Dodd-Frank sought to regulate the sale of security-based swaps to persons who are not ECPs (typically, individuals must have at least $5 to $10 million invested on a discretionary basis to qualify as ECPs) by making the offering or selling of security-based swaps to non-ECPs a violation of federal securities laws unless each transaction is carried out pursuant to an effective registration statement and on a national securities exchange. However, the SEC reported that many of the shareholders and investors with whom the San Francisco-based firm transacted were not ECPs, and yet the firm neither (i) filed a registration statement for any of the security-based swaps it offered nor (ii) sold them through a national securities exchange.

SEC San Francisco Regional Office Director Jina Choi stated that firms must prioritize the protection of investors:

"Market participants are free to capitalize on the growth of private technology companies . . . but [securities] laws must be followed to ensure security-based swaps are registered and sold through platforms where investors have full disclosure and protections."

In a separate no-action letter, the SEC Division of Corporation Finance waived the disqualification of the firm under the "bad actor" provisions of Securities Act Rules 506(d) of Regulation D and 262(b) of Regulation A. The waiver was required by the settlement of the SEC enforcement action and is contingent on the firm's continued compliance with the terms of the SEC Order.

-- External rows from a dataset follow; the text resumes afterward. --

PR #410, opened 2021-03-18
add RFCs table to front page

vito:
related to (& dependent on, for some of the links) https://github.com/concourse/rfcs/pull/97

* adds a table of the top 10 most popular RFCs (by github reactions)
* call-to-action for feedback and deep-links to open questions within RFCs
* replaces the manual RFC round-up blog posts process; hopefully directs a lot more traffic to the RFCs

i'd include a screenshot but it's a little janky due to the fixed background image position - try it out with `./scripts/build -s 3000`!


go/docs/github.go
```diff
@@ -0,0 +1,218 @@
...
+			"FlyLinuxURL":     booklit.String(flyLinuxURL),
+			"FlyDarwinURL":    booklit.String(flyDarwinURL),
+			"FlyWindowsURL":   booklit.String(flyWindowsURL),
+		},
+	}, nil
+}
+
+func (p *Plugin) githubClient(ctx context.Context) *githubv4.Client {
+	var tc *http.Client
+	var githubToken = os.Getenv("GITHUB_TOKEN")
```
aoldershaw, line 207: Not much you can really do about this without complicating the code a fair bit, but kind of a bummer that this means you need to set `GITHUB_TOKEN` whenever you want to run the docs locally

vito: ah yeah true, let me change this to fall back on filler data when the token isn't set

vito: done!

vito:
rebased to split the community banner into https://github.com/concourse/docs/pull/411 (though these changes are still on top of it)

go/docs/github.go
```diff
@@ -0,0 +1,237 @@
...
+		if release.TagName == nil {
+			return nil, fmt.Errorf("no tag name for release %v", release)
+		}
+		version, err := semver.ParseTolerant(*release.TagName)
+		if err != nil {
+			return nil, err
+		}
+
+		if latestRelease == nil || version.GT(latestVersion) {
+			latestRelease = &release
```
taylorsilva, line 152: I kept getting 6.5.1 as my latest version. You're returning a pointer to `release` which gets updated after every loop.
image

go/docs/rfcs.go
```diff
@@ -0,0 +1,449 @@
...
+func (pr PullRequest) ByTotalReactions() int {
+	var s int
+	for _, reaction := range pr.Reactions {
+		s += reaction.Count
+	}
+
+	return s
+}
+
+func (pr PullRequest) ByOpenQuestions() int {
```
taylorsilva, line 54: This and other `By...()` appear to not be used anywhere. I'm fine keeping them, just want to make sure I'm reading it right that they're currently not being used.

taylorsilva (changes requested):

go/docs/rfcs.go
```diff
@@ -0,0 +1,449 @@
...
+			"https://github.com/%s/%s/blob/%s/%s",
+			repo.Owner.Login,
+			repo.Name,
+			node.HeadRefOid,
+			proposalPath,
+		)
+
+		questionsURL, totalQuestions, err := countQuestions(proposalURL)
+		if err != nil {
+			return nil, fmt.Errorf("count open questions: %w", err)
```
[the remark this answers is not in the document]
vito: Hahah, my own PR (https://github.com/concourse/rfcs/pull/97) nuked my other PR. Good catch!

go/docs/rfcs.go
vito: Yeah, these are here because I experimented with a few other renditions of the table and I wanted to be able to quickly switch between them from the Booklit document:

```tex
\rfcs-table{10}{ByTotalReactions}
```

Happy to remove them if you prefer.

go/docs/github.go
vito: fixed!

taylorsilva (commented):
Looks good!
image

Only thing that makes me go 🤨 is the way the number of open question are displayed. On first viewing I thought it was a font error, like it was trying to display an unknown character. I actually only understood what it meant because I have context on the format of RFC's. I don't think this will be obvious to people seeing it for the first time and not being familiar with our RFC format. Maybe @matthewpereira has a better idea of how to represent "number of open questions" in a succinct way? Maybe it should be it's own column called "Open Questions"?

Shouldn't block this pr, but I wanted to discuss it before approving.

taylorsilva:
Excuse the hacky formatting, playing around in the browser, adding open q's as a column
image

vito:
@taylorsilva What happened with the background image at the top there? 😆

And yeah I struggled with the open questions representation for a bit. It had its own column at one point, but I opted to bring it closer to the proposal since it's a sub-heading of it. Here's a cheap attempt that swaps the "?" for an acronym (yay), "OQ":

image

(Also that's what the header's supposed to look like - does it work for you or was that just a weird screenshot?)

taylorsilva:
lol yeah firefox messed up the screenshot! it looks fine for me, same as what you're seeing.

Gonna approve now, maybe someone will think of something better later.

taylorsilva (approved):

lit/index.lit
```diff
@@ -17,16 +17,16 @@
...
 
   \rfcs-table{10}{ByTotalReactions}
 
-  Help shape Concourse into a tool that meets your needs by \link{submitting
-  feedback}{https://github.com/concourse/rfcs/#providing-feedback-on-an-rfc}!
-  The above RFCs are ranked by their total GitHub reactions, with the aim being
-  to focus feedback on popular RFCs so that they reach resolution, making room
-  for more on the table.
+  Help shape Concourse into a tool that fits your needs by \link{submitting
+  feedback}{https://github.com/concourse/rfcs/#reviewing-rfcs} on the RFCs
```
taylorsilva, line 28: Initially I was like "what, this is wrong?". Then I remembered your open PR 😅

taylorsilva (approved):
LGTM

vito:
Thanks for the review! Just merged the RFC PR, so merging this no.

PR #412, opened 2021-03-23
Remove cc.xml example

icelynjennings:
Explicit URL `http://ci.concourse-ci.org/api/v1/teams/main/cc.xml` appears inaccessible with message `not authorized` - presumably to all but `ci.concourse-ci.org` staff. 

Happy to edit with a different example if suggested.


taylorsilva (approved):
This whole page needs a bit of love! Thanks for the PR :)

PR #418, opened 2021-04-09
Concourse tutorial

taylorsilva:
Looking for feedback on the structure, pacing, explanations, everything!

TODO:
- [ ] ~Passed constraints~ maybe put that in a guide


taylorsilva:
@muntac can't assign you so tagging so you get a github notification

taylorsilva:
Assigning myself to clear this out from the project board

taylorsilva:
This is ready for review. Nit-pick it away!

EstebanFS:
@aoldershaw

lit/docs/getting-started/resources.lit
```diff
@@ -0,0 +1,542 @@
...
+  That's a high-level overview of the resource interface. Next, we will learn
+  how to add resources to a pipeline.
+}
+
+\section{
+  \title{Get Steps}
+
+  Let's add some automation to our \code{hello-world.yml} pipeline and have
+  it \bold{trigger every one minute}. We will use the \link{time
+  resource}{https://github.com/concourse/time-resource/} to accomplish this.
```
aoldershaw, line 113: IMO the most easiest resource type to explain resources is the `git` resource, since most developers are familiar with git and the commit model to some extent. The `time` resource, on the other hand, feels a little less natural - sure, time *is* external state, but:
1. I suspect most people don't think of it in the same way as e.g. a `git` repo, and
2. We're currently working to get rid of it as a resource type (in favour of a var source), so I feel like introducing it as a resource only to change the mental model shortly thereafter is a bit confusing

So, maybe we could point to a sample git repository instead? I think that'd help people picture real-world use cases of Concourse automation. For explaining the `put` step, we could suggest they create a fork of the repo and push to that?

lit/docs/getting-started/resources.lit
```diff
@@ -0,0 +1,542 @@
...
+  Adding a \reference{resource-types}{resource type} to your pipeline looks
+  very similar to adding a resource. You can even override the bundled resource
+  types by re-declaring them in your pipeline.
+
+  Remember, a resource is a container image. So to pull in a new
+  resource type you need to tell Concourse \italic{where} to pull the image
+  from. This is done by using the built-in \link{registry-image
+  resource}{https://github.com/concourse/registry-image-resource/}.
+
+  Here is how we would re-declare the \code{time} resource in our
```
aoldershaw, line 479: This maybe isn't the most compelling example of why you'd want to use a custom resource type. Maybe we could use one from the community? There's a good example of using the RSS resource in https://concourse-ci.org/resource-types.html, which I think is a pretty intuitive example.

lit/docs/getting-started/resources.lit
```diff
@@ -0,0 +1,542 @@
...
+  \list{
+    \reference{how-to-guides} - Contains tips for writing pipelines and examples of common pipeline workflows
+  }{
+    Check out all the reference documentation:
+    \list{\reference{jobs}}{\reference{tasks}}{\reference{resources}}{\reference{resource-types}}
+  }{
+    \reference{implementing-resource-types}{Implement your own resource type}
+  }{
+    Find other resources at
+    \link{resource-types.concourse-ci.org}{https://resource-types.concourse-ci.org/}
```
aoldershaw, line 536: I think maybe we can call this out more explicitly in the previous section. Glancing at this section makes it seem like it's a summary, so readers may be inclined to skip over this section if they feel they understood the rest (since they might think there's no new information).

aoldershaw (commented):
A few small suggestions but looks really great! Nice work!

lit/docs/getting-started/resources.lit
```diff
@@ -0,0 +1,542 @@
...
+  things that resources can do:
+
+  \list{
+      You want something to run every five minutes? \link{Time resource}{https://github.com/concourse/time-resource/}.
+  }{
+      You want to run tests on every new commit to the main branch? \link{Git resource}{https://github.com/concourse/git-resource}.
+  }{
+      Run unit tests on new PR's? \link{Github-PR resource}{https://github.com/telia-oss/github-pr-resource}.
+  }{
+      Build the latest image of your app? \link{Registry-image resource}{https://github.com/concourse/registry-image-resource/}
```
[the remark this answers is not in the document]
taylorsilva: lol I was literally thinking "don't get this backwards" when writing it and I totally got it backwards 😆

lit/docs/getting-started/resources.lit
```diff
@@ -0,0 +1,542 @@
...
+
+  \codeblock{yaml}{{
+  resources:
+  - name: every-1min
+    type: time
+    source:
+      interval: 1m
+  # add a new resource
+  - name: timestamps
+    type: mock  # from https://github.com/concourse/mock-resource
```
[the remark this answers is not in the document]
taylorsilva: Yup, totally agree with you. The resource section here was the hardest to write and this section even more so. I might re-write this entire section to use this https://github.com/marco-m/concourse-in-a-box which simulates external stuff like s3

lit/docs/getting-started/resources.lit
taylorsilva: git would be my goto explanation as well. I just dislike the overhead of having to tell someone to setup a git repo 😓 
Anyway, I rewrote the entire section using git instead cause it is better 😁

taylorsilva:
@aoldershaw thanks for the review! Didn't surprise me that most comments were on the resource page. It was the hardest to write and it only went through one revision while all the other pages went through many more revisions 😅 

Changed the resource section to use the git resource, it does just work better for explaining resources to devs.

EstebanFS (approved):

PR #8724, opened 2026-07-23
Give the PR refresh run-loop test something real to observe

ejc3:
## Problem

`testPullRequestRefreshRepositoryDiscoveryDoesNotBlockMainRunLoop` used to observe repository discovery by counting calls to a stubbed `git remote -v` subprocess. That stopped being a real signal when #2797 moved remote discovery to in-process config parsing. The counter stayed at zero, and the remaining assertions could pass without proving that discovery had run.

## Final approach

- Add `GitRepositoryDiscovering` for the two filesystem reads that `PullRequestProbeService` already performs: resolving GitHub slugs and the checked-out branch.
- Keep `GitMetadataService` as the only production implementation.
- Widen `PullRequestProbeService` and `PullRequestPollService` from the concrete metadata service to that protocol.
- Exercise the real polling path in the test by constructing `PullRequestPollService` directly with a real `TabManager` host and a test discovery implementation. There is no `TabManager` test override and no test-only seam in app source.
- Make the run-loop proof deterministic. Discovery signals that it started and blocks on a gate; the test queues a main-run-loop turn and releases discovery only after both signals arrive. If discovery occupies the main thread, the five-second cleanup deadline opens the gate and records an explicit failure. The deadline is deadlock cleanup, not the success criterion.

The protocol and its requirements have API documentation. No user-facing strings, localization data, package lockfiles, Xcode project wiring, or Swift warning budgets change.

## Runtime impact

Production behavior is unchanged. The concrete dependency types become protocol existentials, while the app continues to pass the same `GitMetadataService` instance through the same polling and probing pipeline.

## Verification

- Targeted GitHub Actions run: https://github.com/manaflow-ai/cmux/actions/runs/30895230698
- Latest-main targeted rerun: https://github.com/manaflow-ai/cmux/actions/runs/30896696485
- `lint-pbxproj-test-wiring`: passed (651 test files checked)
- `check-package-resolved-policy.py`: passed
- Edited Swift files: parse successfully
- `git diff --check`: passed
- Swift warning-budget diff: empty

Both targeted Actions runs execute `WorkspacePullRequestSidebarTests` and pass.


austinywang:
Review resolution on the final tree:

- CodeRabbit’s production test-seam finding is fixed. `Sources/TabManager.swift` is no longer changed; the regression test constructs `PullRequestPollService` directly and attaches the real `TabManager` host.
- The earlier sleep/timer-based run-loop check is replaced by a deterministic blocking gate. Discovery must start and a queued main-run-loop turn must execute before the test releases discovery. The five-second deadline exists only to prevent a deadlock and records a test failure if reached.
- The docstring warning is addressed: `GitRepositoryDiscovering` and both public requirements are documented, as are the widened poll-service initializer parameter and existing probe API.
- Greptile’s summary reported no actionable defect, but it describes the superseded `TabManager` override and sleep-based test; neither exists in the final diff.
- The three Cursor comments are spend-limit notices and contain no code feedback to address.

Verification on the final implementation: targeted runs https://github.com/manaflow-ai/cmux/actions/runs/30895230698 and https://github.com/manaflow-ai/cmux/actions/runs/30896696485 both passed; test wiring, package-lock policy, Swift parsing, `git diff --check`, and the unchanged warning budget were also checked.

Commentary - Steven Lofchie

This is the second significant enforcement action that the SEC has brought against a firm for illegally entering into or arranging security-based swaps with retail investors. (See also  Company Settles SEC Charge of Failing to Register "Fantasy Sports for Stocks" Mobile Phone Game.) The second action is as troubling as the first, but not because the charged party might have been undeserving of sanction. It is troubling because the violation was not primarily the act of selling swaps to unsophisticated investors. In the previous case, the real crime was that the swaps company had run a bucket shop for betting on stocks. In this case, the crime was that the swaps arranger likely had tried to help sellers and buyers do an end-around on any prohibitions on the sale of the underlying stock, whether the prohibitions arose under the Securities Act or were part of the sellers' agreements with their employers. Ultimately, the true crime was not the firm's use of swaps. It was the method by which the so-called crime was committed.